Mark isn't as great as his admirers paint him nor as bad as his detractors paint him. He's the only public person I can think of that I would sum up that way.

Thanks for posting this Ryan, I had only heard the Q&A session from another source this week.


----------



## Brother John (Apr 7, 2011)

What do yall think about this statement from the sermon?

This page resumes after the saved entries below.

PR #3124, opened 2024-01-10
Short circuit preprocess only on own errors

### LINKED ISSUE #3123: Order of z.object props with preprocess gives wrong parse results
Version: **3.22.4**

It seems that Zod is unable of properly validating props with `preprocess` if they are not placed at the beginning of the Zod Object.

The following schema should always return an error for `second`.
```ts
const schemaWrong = z.object({
  first: z.string(),
  second: z.preprocess(() => undefined, z.string()),
});

schemaWrong.safeParse({}) // Shows only 1 error in `first`
```

If we switch the order of the props, then it works: 
```ts
const schemaFixed = z.object({
  second: z.preprocess(() => undefined, z.string()),
  first: z.string(),
});

schemaWrong.safeParse({}) // Correctly shows 2 errors.
```

Playground: https://stackblitz.com/edit/typescript-wqj5ep?file=schemas%2FschemaWithDefaultType.ts

Note: Version **3.21** works correctly

selimb:
Fixes #3123

### DIFF
--- a/deno/lib/__tests__/transformer.test.ts
+++ b/deno/lib/__tests__/transformer.test.ts
@@ -279,6 +279,27 @@ test("z.NEVER in preprocess", async () => {
   }
 });
 
+// Fix for #3123
+test("preprocess only short circuit on its own issues", () => {
+  const schema1 = z.object({
+    first: z.string(),
+    second: z.preprocess(() => undefined, z.string()),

> I feel the Holy Spirit bringing to mind one point he would like me to make as well on the previous question of why would God make people knowing they’re going to hell ,
> why would he create hell for them. I feel like the Holy Spirit wants me to tel l you that
> Matthew 25:41, Jesus says that hell was made for the devil and his angels. The devil
> and his angels, Satan and his angels, spirit beings, they rebelled against God and
> ...


----------



## torstar (Apr 7, 2011)

Blev3rd said:


> ddharr said:
> 
> 
> > He must not think much of the intelligence of his audience, he states multiple times "It is my job to tell the truth" I like to listen and think of Driscoll as a motivational speaker.
> ...


 

That's a good selection. Please beware you can easily compile 3000 or so sermons you must hear on an iPod. And then despair of not getting to them all, even though one doesn't make an effort to fill leisure time with listening... so I have been told...


----------



## ryanhamre (Apr 7, 2011)

Blev3rd said:


> What do yall think about this statement from the sermon?
> 
> 
> > I feel the Holy Spirit bringing to mind one point he would like me to make as well on the previous question of why would God make people knowing they’re going to hell, why would he create hell for them. I feel like the Holy Spirit wants me to tell you that Matthew 25:41, Jesus says that hell was made for the devil and his angels. The devil and his angels, Satan and his angels, spirit beings, they rebelled against God and there is no possibility of salvation for Satan and demons. Jesus did not go to the cross to die in their place, atoning for their sins, securing their salvation. Satan and demons have no opportunity of salvation, only damnation. And Jesus says in Matthew 25:41 that hell was made for the devil and his angels.
> ...


I fixed the formatting in the excerpt...

I didn't like that spot. I'm a baby Christian, and don't know the doctrine behind statements like this, but I get a little knot in my stomach when someone says things like this.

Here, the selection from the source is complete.